WHAT TO WORK ON —
Beneath this task is a listing. State how many of its lines include the string "like", giving nothing but the number.

**** DATA FOR THIS EXERCISE ****

PR #239, opened 2018-01-24
Reinstate MasterProcess.js (Option 1)

tsortwehttam:
ONLY FOR ROLLING A PERF TESTING BUILD.

There are some bugs here that would need to be fixed before rolling out to anyone (for QA or otherwise), but this should work well enough to evaluate whether it fixes prod perf.

**Backstory**

Long ago, MasterProcess.js was hacked into existence out of the provisional belief that we needed to provide a separate process to run I/O-intensive operations (like Git) to avoid blocking important work in the UI thread.

But since the beginning, MasterProcess.js has been plagued with problems, and has been a main source of user-facing bugs and developer mobility-killers. Mysterious crashes, duplicate processes, zombie processes, silent failures resulting in hours of on-stage work being lost, slow updates, race conditions in writing to disk, debugging nightmares, etc.

Almost since its inception, I regretted implementing it, but I never refactored it away. Part of this regret was wishing that I had leveraged the obvious: the separation of processes that Electron provides out-of-the-box, Main and Renderer. For about a year I've believed with near-certainty that MasterProcess.js has existed for no reason other than to make development hell.

While working on multi-component, and nearly tearing my hair out debugging strange bugs and races related to MasterProcess.js, I decided to do an experiment with getting rid of it. This ended up way easier than I imagined. It made development much easier. And perf was still where it had been before; it even got better for undo/redo, copy/paste, etc., thanks to lopping off a websocket roundtrip.

**Tragedy**

Until we began rolling builds and seeing perf mysteriously crater, despite making many tangible improvements to perf when run in dev.

After [research](https://github.com/electron/electron/issues/3363#issuecomment-154905555), it seems that Main and Renderer, despite being separate processes, are effectively bound together by synchronous messages (internal to Chromium's architecture), meaning that they can in fact block one another in some cases.

We never saw this in dev due to a facet of our dev setup that has existed since the beginning. In dev, the Electron runner is spawned by a Node.js process, which gives us the isolation.

In dev, the process architecture looks like this:

```
Plumbing (Node process)
   Master
Electron (Node process)
  Main (Chromium process)
  Renderer (Chromium process)
    Creator, Timeline, Glass
```

In the prod .app, it looks like this:

```
Electron (Node process)
  Main (Chromium process)
    Plumbing
      Master
  Renderer (Chromium process)
    Creator, Timeline, Glass
```

**Next steps**

Option 1 to resolve this problem (this PR) is to reinstate MasterProcess.js. Thankfully, the majority of this code didn't take long. When I refactored it initially, I left most of the legacy code intact.

Option 2, fairly appealing, is that there may be an even simpler and faster way. In short, we may be able to have Electron launch Plumbing as a process.

Option 3, would assume that my hypothesis on this is completely wrong and we can get away with some other lower-impact solution.


tsortwehttam:
@stristr and I verified that this solves the primary perf issue in the distro build.

https://s3.amazonaws.com/haiku-electron-releases-production/releases/production/master/mac/8483187485580/2.3.84/Haiku-2.3.84-mac-pending.zip

Going to quickly investigate viability of Option 2, which would leave code mostly untouched. If that doesn't work we'll circle back to getting this ready for an actual rollout.

roperzh:
Thanks for the detailed PR, that was a nice read.

tsortwehttam:
We have a strong lead on Option 2, but I just pushed changes to this branch that fix the known issues.

tsortwehttam:
Closing since we solved this in a different way (Option 2).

****

ANSWER FOR THE TASK —
3